Using elementary arithmetic, we can write
$$\begin{align}
 (x+a)^{1+{1/x}}-x^{1+{1/( x+a)}}&=x^{1/x}(x+a)\left(1+\frac ax\right)^{1/x}-x^{1/x}xx^{-\frac{a}{x(x+a)}}\\\\
&=ax^{1/x}\left(1+\frac ax\right)^{1/x}+x^{1/x}x\left(\left(1+\frac ax\right)^{1/x}-x^{-\frac{a}{x(x+a)}}\right) \tag 3
\end{align}$$
The limit as $x\to \infty$ of first-term on the right-hand side of $(3)$ is easily seen to be $a$.  To see this, simply write $x^{1/x}=e^{\frac1x\log(x)}$ and note that $\log(x)/x \to 0$ as $x\to \infty$.  Similarly, write $\left(1+\frac ax\right)^{1/x}=e^{\frac1x \log\left(1+\frac ax\right)}$ and note that $\frac1x \log\left(1+\frac ax\right)\to 0$ as $x\to \infty$.
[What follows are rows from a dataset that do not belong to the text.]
PR #696, opened 2026-04-21
loader-v3-interface: return default on non-bool trailing bytes

buffalojoec:
#### Problem
#695 updated the `OptionalTrailingBool` schema to reject non-bool arguments, but it's actually easier to work in a consensus environment if we instead treat them as `DEFAULT`.

#### Summary of Changes
Adjust the schema so that non-bool values and the omission of trailing bytes both result in `DEFAULT`.


buffalojoec:
Nevermind I don't like this.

The problem boils down to evaluating the second limit.  Again writing 
$$\left(1+\frac ax\right)^{1/x}-x^{-\frac{a}{x(x+1)}}=e^{\frac1x \log\left(1+\frac ax\right)}-e^{-\frac{a}{x(x+a)}\log(x)}$$
and using the inequalities in $(1)$ and $(2)$ we can show that 
$$\frac{a}{x+a}+\frac{ax\log(x)}{x(x+a)+a\log(x)}\le x\left( \left(1+\frac ax\right)^{1/x}-x^{-\frac{a}{x(x+a)}}\right)\le \frac{ax}{x^2-a}+\frac{a\log(x)}{x+a} \tag 4$$
Applying the squeeze theorem to $(4)$ reveals that 
$$\lim_{x\to \infty}x\left( \left(1+\frac ax\right)^{1/x}-x^{-\frac{a}{x(x+a)}}\right)=0$$

Putting everything together, we find that

$$\bbox[5px,border:2px solid #C0A000]{\lim_{x\to \infty} (x+a)^{1+{1/x}}-x^{1+{1/( x+a)}}=a}$$

A: I think the best way to approach this one is to think about it conceptually. As $x$ approaches infinity, $a$ becomes insignificant in the exponent (make sure you see why). Also we know that
$$\lim_{x→+∞}\frac{1}{x} = 0$$ 
Thus, the overall limit is simply
$$\lim_{x→+∞} ((x+a)-x) = a$$
A: $$x \to \infty  \approx \left( {x + a} \right) \to \infty  \Rightarrow {\left( {x + a} \right)^{1 + \frac{1}{x}}} \approx {x^{1 + \frac{1}{{x + a}}}} \Rightarrow \lim [{\left( {x + a} \right)^{1 + \frac{1}{x}}} - {x^{1 + \frac{1}{{x + a}}}}] = 0$$
A: I received the best answer on a Russian forum. We don't need L'Hopital here. Just well-known limits. First, we take out a common factor $x^{1+{1\over x}}$, then subtract and add 1, use equation $z=e^{\ln z}$ for both terms and remember the limit $\lim_{x\to0}{e^x-1\over x}=1$ again for both terms. And for $x^{1\over x}$ we remember limit $\lim_{x\to+\infty}{\ln x\over x}=0$. As simple as that.